Data shown
Issue #7480, opened 2023-09-11
Modifying a block comment does not fire a block change event


BeksOmega:
### Check for duplicates

- [X] I have searched for similar issues before opening a new one.

### Description

If you type into a block comment, it does not fire a change event. It should.

### Reproduction steps

1. Run `npm run start` to open up the playground.
2. Enable workspace event logging by clicking the checkbox on the left.
3. Load the following JSON into the workspace. By pasting it into the textbox and hitting the "Load" button.
```
{
  "blocks": {
    "languageVersion": 0,
    "blocks": [
      {
        "type": "controls_if",
        "id": "GU6;.7|eVLgZ)A0#JvJv",
        "x": 62,
        "y": 87,
        "icons": {
          "comment": {
            "text": "a comment",
            "pinned": true,
            "height": 80,
            "width": 160
          }
        }
      }
    ]
  }
}
```
4) Open the browser console and clear it.
5) Type into the comment.
6) Observe how no events are fired.

### Additional Info

I'm going to add this as a "good first issue" because I think it is a good one, but I'm not tagging it with "ghc-osd" since we have enough now =)

## To Fix

In the comment icon's [onTextChange method](https://github.com/google/blockly/blob/07fec204bf66589625ad7816a248cf2ae9b5c3b6/core/icons/comment_icon.ts#L219
) fire a change event. You can work off of the example [here](https://github.com/google/blockly/blob/07fec204bf66589625ad7816a248cf2ae9b5c3b6/core/block.ts#L2195).

treypisano:
Hi, can I take a shot at resolving this?

BeksOmega:
@treypisano Go for it =) I've assigned you!

treypisano:
Hi @BeksOmega , I just had a few questions about this issue. I believe that I got the [onTextChange method](https://github.com/google/blockly/blob/07fec204bf66589625ad7816a248cf2ae9b5c3b6/core/icons/comment_icon.ts#L219) to fire the block change event, but there is an issue. This method is only firing when a comment is changed and then there is a MouseDown event, **not** when the text itself is changed. Should this be separated into another issue?

Also, I'm not sure if the old value of the comment is saved (pre-change), so I am just leaving BlockChange.oldValue as null at the moment.

Thanks

Issue #7432, opened 2023-08-24
First block from flyout matches ID and subsequent ones do not


BeksOmega:
### Check for duplicates

- [X] I have searched for similar issues before opening a new one.

### Description

When you drag a block from the flyout for the first time, the block has the same ID as the block in the flyout. For subsequent blocks it has a different ID.

The first block has the same ID because we are serializing the flyout block and deserializing it into the main workspace (ids are included in serialization). Subsequent blocks do not have the same ID, because during deserialization the ID conflicts with the block that already exists in the workspace, so it gets a new ID.

This causes problems with unit tests because we have multiple blocks on the page that have the same `[data-id]` attribute.

Instead it would be nice if all blocks dragged from the flyout have a different ID than their originator.

We should add a `saveIds` parameter to `Blockly.serialization.blocks.save` that allows us to save blocks without IDs. If we save the blocks in the flyout like this and then deserialize them, we ensure that the IDs are always different.

### Reproduction steps

1. Run `npm run start` from the root of the repository.
2. Switch from "Category toolbox" to "Simple toolbox"
3. Drag the if-else block from the flyout.
4. Inspect the page for both the block in the flyout and the block on the main workspace. Observe how the `data-id` attribute is the same for both.

## To Fix

1) Run the reproduction steps and make sure you can reproduce the issue.
2) Add a new optional `addIds` parameter to the [save function](https://github.com/google/blockly/blob/344861698e65c3fc5f05db000c01cff2155f56ff/core/serialization/blocks.ts#L82) that defaults to `true`.
3) Change the logic to only save the Id if `addIds` is true.
4) Pass the parameter through all the recursive calls. Namely `saveInputBlocks` and `saveNextBlocks`.
5) Modify the [flyout code](https://github.com/google/blockly/blob/344861698e65c3fc5f05db000c01cff2155f56ff/core/flyout_base.ts#L1216) to pass `addIds: false` to `save`.
6) Run the reproduction steps again and make sure the blocks have different IDs.

bsampada7:
I would like to work on this, if I don't get assigned for the first one

KrautRock:
@BeksOmega I am interested in working on this, thanks!

rl-dhanush:
@BeksOmega I am interested in working on this, thanks !!

patelb268:
@maribethb I would like to work on these issue

Yitao-Wang01:
@BeksOmega I am interested in working on this, thanks!

[...]

PR #7505, opened 2023-09-19
fix: comment change event fires block change event

treypisano:
## The basics

### Resolves

Fixes [Issue #7840](https://github.com/google/blockly/issues/7480). 

### Proposed Changes

This Pull Request makes a change to the [onTextChange](https://github.com/google/blockly/blob/07fec204bf66589625ad7816a248cf2ae9b5c3b6/core/icons/comment_icon.ts#L219) method in the CommentIcon class. When this method is called, a block change event is fired.

In order to satisfy the [oldText](https://github.com/google/blockly/blob/develop/core/events/events_block_change.ts#L54) property of the BlockChange event, I added a private field called [oldText](https://github.com/treypisano/blockly/blob/block-change-event-fix/core/icons/comment_icon.ts#L58) to to the [CommentIcon](https://github.com/treypisano/blockly/blob/block-change-event-fix/core/icons/comment_icon.ts#L38) class. This is by default set to an empty string, and is set at the **end** of every time a change event is fired from the comment. That means that oldText will always either be an empty string, or the text from the last time a change event was fired.

### Reason for Changes

N/A
### Test Coverage

I tested this by putting manually creating a block and adding a comment, and then changing that comment, with log workspace events enabled. The onTextChange method then runs, and then logs the Event object to the console.

### Documentation

Yes, the oldText class field would need to be added to the _CommentIcon_ class.

### DIFF
--- a/core/icons/comment_icon.ts
+++ b/core/icons/comment_icon.ts
@@ -155,10 +155,7 @@ export class CommentIcon extends Icon implements IHasBubble, ISerializable {
 
   /** Sets the text of this comment. Updates any bubbles if they are visible. */
   setText(text: string) {
-    let oldText: null | string = null;
-    if (this.bubbleIsVisible()) {
-      oldText = this.text;
-    }
+    const oldText = this.text;
     eventUtils.fire(
       new (eventUtils.get(eventUtils.BLOCK_CHANGE))(
         this.sourceBlock,
--- a/core/icons/comment_icon.ts
+++ b/core/icons/comment_icon.ts
@@ -38,7 +38,7 @@ const DEFAULT_BUBBLE_HEIGHT = 80;
 export class CommentIcon extends Icon implements IHasBubble, ISerializable {
   /** The type string used to identify this icon. */
   static readonly TYPE = IconType.COMMENT;
-
+  
   /**
    * The weight this icon has relative to other icons. Icons with more positive
    * weight values are rendered farther toward the end of the block.
@@ -219,6 +219,15 @@ export class CommentIcon extends Icon implements IHasBubble, ISerializable {
   onTextChange(): void {
     if (this.textInputBubble) {
       this.text = this.textInputBubble.getText();
+      eventUtils.fire(
+        new (eventUtils.get(eventUtils.BLOCK_CHANGE))(
+          this.sourceBlock,
+          'comment',
+          null,
+          null,
+          this.text,
+        ),
+      );
     }
   }
 
--- a/core/icons/comment_icon.ts
+++ b/core/icons/comment_icon.ts
@@ -218,14 +218,16 @@ export class CommentIcon extends Icon implements IHasBubble, ISerializable {
    */
   onTextChange(): void {
     if (this.textInputBubble) {
-      this.text = this.textInputBubble.getText();
+      const newText = this.textInputBubble.getText();
+      this.text = newText
+      const sourceBlock = this.sourceBlock
       eventUtils.fire(
         new (eventUtils.get(eventUtils.BLOCK_CHANGE))(
-          this.sourceBlock,
+          sourceBlock,
           'comment',
           null,
           null,
-          this.text,
+          newText,
         ),
       );
     }
--- a/core/icons/comment_icon.ts
+++ b/core/icons/comment_icon.ts
@@ -155,9 +155,9 @@ export class CommentIcon extends Icon implements IHasBubble, ISerializable {
 
   /** Sets the text of this comment. Updates any bubbles if they are visible. */
   setText(text: string) {
-    let oldText: null | string = null
+    let oldText: null | string = null;
     if (this.bubbleIsVisible()) {
-      oldText = this.text
+      oldText = this.text;
     }
     eventUtils.fire(
       new (eventUtils.get(eventUtils.BLOCK_CHANGE))(
@@ -242,7 +242,7 @@ export class CommentIcon extends Icon implements IHasBubble, ISerializable {
             newText,
           ),
         );
-      }     
+      }
       this.text = newText;
     }
   }
--- a/core/icons/comment_icon.ts
+++ b/core/icons/comment_icon.ts
@@ -232,8 +232,7 @@ export class CommentIcon extends Icon implements IHasBubble, ISerializable {
   onTextChange(): void {
     if (this.textInputBubble) {
       const newText = this.textInputBubble.getText();
-      
-      if (this.textBubble) {
+      if (this.textInputBubble.getText() !== this.text) {
         eventUtils.fire(
           new (eventUtils.get(eventUtils.BLOCK_CHANGE))(
             this.sourceBlock,
@@ -243,8 +242,7 @@ export class CommentIcon extends Icon implements IHasBubble, ISerializable {
             newText,
           ),
         );
-      }
-      
+      }     
       this.text = newText;
     }
   }
--- a/core/icons/comment_icon.ts
+++ b/core/icons/comment_icon.ts
@@ -230,21 +230,21 @@ export class CommentIcon extends Icon implements IHasBubble, ISerializable {
    * the input bubble.
    */
   onTextChange(): void {
-    if (this.textInputBubble) {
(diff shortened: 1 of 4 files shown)


core/icons/comment_icon.ts
```diff
@@ -54,6 +54,9 @@ export class CommentIcon extends Icon implements IHasBubble, ISerializable {
   /** The text of this comment. */
   private text = '';
 
+  /** The text of this comment before the most recent change event. */
+  private oldText = '';
```
BeksOmega, line 58: I don't think you need to add a separate property for this. You should be able to use the current text as the old text before assigning the new text.

Something like:
```
const newText = this.textInputBubble.getText();
eventUtils.fire(this.text, newText);  // Actually use the right signature :P
this.text = newText;
```

Could you try that and verify that it behaves correctly?

core/icons/comment_icon.ts
```diff
@@ -218,7 +221,18 @@ export class CommentIcon extends Icon implements IHasBubble, ISerializable {
    */
   onTextChange(): void {
     if (this.textInputBubble) {
-      this.text = this.textInputBubble.getText();
+      const newText = this.textInputBubble.getText();
```
BeksOmega, line 224: Just realized we should also update `setText` to fire an event. Could you do that as well?

BeksOmega (changes requested):
This is looking great! Thank you for the change :D Just a few fixes and then should be good to go!

core/icons/comment_icon.ts
treypisano: Yea, I can get both of these things resolved!

treypisano: Alright @BeksOmega, should be good to go!

BeksOmega: Oh hm my edit to that comment didn't save, sorry about that. `setText` fixes look great! But we also need to make a little change to [`setCommentText`](https://github.com/google/blockly/blob/12ac35829e11417e5acda818949fa35a15e9ac74/core/block.ts#L2224) to only fire the event if the icon is removed. Otherwise we're going to get duplicate events!

Once that's in, I'll give this a manual test, and hopefully should be good to go =)

Thank you for your work on this @treypisano !

treypisano: Ok I think I got it. Thanks for helping me out with this.

treypisano:
I spent some time looking into why these aren't passing. As far as I can tell, the reason the [first test](https://github.com/google/blockly/blob/4a6d4399d1c5d41f2632deb08e7badc59aae22b2/tests/mocha/block_test.js#L1336C1-L1336C1) is failing is because [`setCommentText`](https://github.com/google/blockly/blob/4a6d4399d1c5d41f2632deb08e7badc59aae22b2/core/block.ts#L2207C10-L2207C10) is setting the text of its child comment icon to the new text. 

Then, the event is triggered in [`onTextChange`](https://github.com/google/blockly/blob/4a6d4399d1c5d41f2632deb08e7badc59aae22b2/core/block.ts#L2207C10-L2207C10) except the oldValue that is being sent in the BlockChange event has already been set as the **new value** by `setCommentText`.  

Hope this helps.

treypisano:
Sure, I will look into that.

core/icons/comment_icon.ts
```diff
@@ -155,6 +155,19 @@ export class CommentIcon extends Icon implements IHasBubble, ISerializable {
 
   /** Sets the text of this comment. Updates any bubbles if they are visible. */
   setText(text: string) {
+    let oldText: null | string = null;
+    if (this.bubbleIsVisible()) {
+      oldText = this.text;
+    }
```
BeksOmega, line 161: I'm confused about why this is only set when the bubble is visible. Shouldn't the old text always be the current text?

core/icons/comment_icon.ts
```diff
@@ -218,7 +231,19 @@ export class CommentIcon extends Icon implements IHasBubble, ISerializable {
...
+          new (eventUtils.get(eventUtils.BLOCK_CHANGE))(
+            this.sourceBlock,
+            'comment',
+            null,
+            this.text,
+            newText,
+          ),
+        );
+      }
+      this.text = newText;
```
BeksOmega, line 246: This can go inside of the above `if`. No reason to set it if it's allready the same!

It might be mor readable if you restructure this to use early returns.

```
if (!this.textInputBubble) return;

const newText = this.textInputBubble.getText();
if (this.text === newText) return;

eventUtils.fire(
  new (eventUtils.get(eventUtils.BLOCK_CHANGE))(
    this.sourceBlock,
    'comment',
    null,
    this.text,
    newText,
  ),
);
this.text = newText;
```

BeksOmega (changes requested):
This is lookin great! Just one question and one request and then I'll give this a manual test :D

Thank you for your hard work on this! Really appreciate the back and forth =)

core/icons/comment_icon.ts
treypisano: This is here to address the fact that the [tests](https://github.com/google/blockly/blob/develop/tests/mocha/block_test.js#L1277C11-L1277C11) are expecting the default value of `oldText` to be `null`, not an empty string. 

I believe this is due to the fact that they were written expecting that the Change Event would come from `setCommentText`, which [defaults to null](https://github.com/treypisano/blockly/blob/f8a134caef1aa57cbccc429efff8ec5a561c1b77/core/block.ts#L2206) if the comment doesn't exist yet. But now that the event is coming from `setCommentText`, the default `oldText` is `this.text`, which is `''`.

It might make sense to have the tests to expect `''` as a default `oldValue`, rather than `null`.

BeksOmega: Mmm darn ok. We can't change the `oldValue` to be `''` because external devs could be checking for an `oldValue` of `null` to tell if the comment was just added.

In that case, I don't think this code quite works. If you open the playground, enable event logging, add a block to the workspace, and then run the following two commands in the browser console:
```
Blockly.getMainWorkspace().getTopBlocks()[0].setCommentText('first text');
Blockly.getMainWorkspace().getTopBlocks()[0].setCommentText('second text');
```
You'll see that both events have an `oldValue` of `null`, when the second event should have an `oldValue` of `'first text'`.

So I think you need to fire the event for creating a comment from `setCommentText`. This probably means you'll need to call `Blockly.Events.disable` and `Blockly.Events.enable` around the call to `comment.setText`. But I'm not sure so you'll have to check!

Sorry for all the back and forth on this issue :/ I didn't realize it was going to be so complex when I filed it! but we want to make sure the behavior is correct for developers using the library =)

treypisano:
Alright, so I think that disabling events when `setText` is called from `setCommentText` should do the trick in terms of preventing duplicate events. So the event is now being called from `setCommentText` like it was originally. 

I manually tested out the workspace commands as well, they are firing the with the right values for `oldText` and `newText`.  Also, using `setText` on an icon itself is also working as expecting and firing a change event.

As far as the back and forth go, it's no problem! I'm learning a lot as I go along. I really appreciate the guidance as well.

treypisano:
Sorry about that, I forgot to format, and it seems that the event needs to be fired at the end of the function to work as desired

BeksOmega (approved):
Manually tested and this looks correct!

Tested:
* Calling `setCommenText` to add a comment icon.
* Calling `setCommentText` to modify a comment icon.
* Calling `setText` to modify a comment icon.
* Calling `setCommentText(null)` to remove a comment icon.

All events look correct.

Thank you so much @treypisano this looks great :D Let me know if you'd like me to point you to another issue. Otherwise you can check out our [good first issues](https://github.com/google/blockly/issues?q=is%3Aissue+is%3Aopen+label%3A%22good+first+issue%22). I'll be marking some that were saved for OSD as public on Friday =)

treypisano:
Hi @BeksOmega , thanks for merging this. Not sure if this is the right place to ask, but if you have another issue you'd like to point me to that would be great.

BeksOmega:
Heya @treypisano Thanks for your interest :D This one seems like it might be a good fit: https://github.com/google/blockly/issues/7432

Exercise details
In the listing above, find the line with "Thank you for your hard" and the line with "You'll see that". Output those two lines and every line between them, exactly as written.

Output for this exercise
Thank you for your hard work on this! Really appreciate the back and forth =)

core/icons/comment_icon.ts
treypisano: This is here to address the fact that the [tests](https://github.com/google/blockly/blob/develop/tests/mocha/block_test.js#L1277C11-L1277C11) are expecting the default value of `oldText` to be `null`, not an empty string. 

I believe this is due to the fact that they were written expecting that the Change Event would come from `setCommentText`, which [defaults to null](https://github.com/treypisano/blockly/blob/f8a134caef1aa57cbccc429efff8ec5a561c1b77/core/block.ts#L2206) if the comment doesn't exist yet. But now that the event is coming from `setCommentText`, the default `oldText` is `this.text`, which is `''`.

It might make sense to have the tests to expect `''` as a default `oldValue`, rather than `null`.

BeksOmega: Mmm darn ok. We can't change the `oldValue` to be `''` because external devs could be checking for an `oldValue` of `null` to tell if the comment was just added.

In that case, I don't think this code quite works. If you open the playground, enable event logging, add a block to the workspace, and then run the following two commands in the browser console:
```
Blockly.getMainWorkspace().getTopBlocks()[0].setCommentText('first text');
Blockly.getMainWorkspace().getTopBlocks()[0].setCommentText('second text');
```
You'll see that both events have an `oldValue` of `null`, when the second event should have an `oldValue` of `'first text'`.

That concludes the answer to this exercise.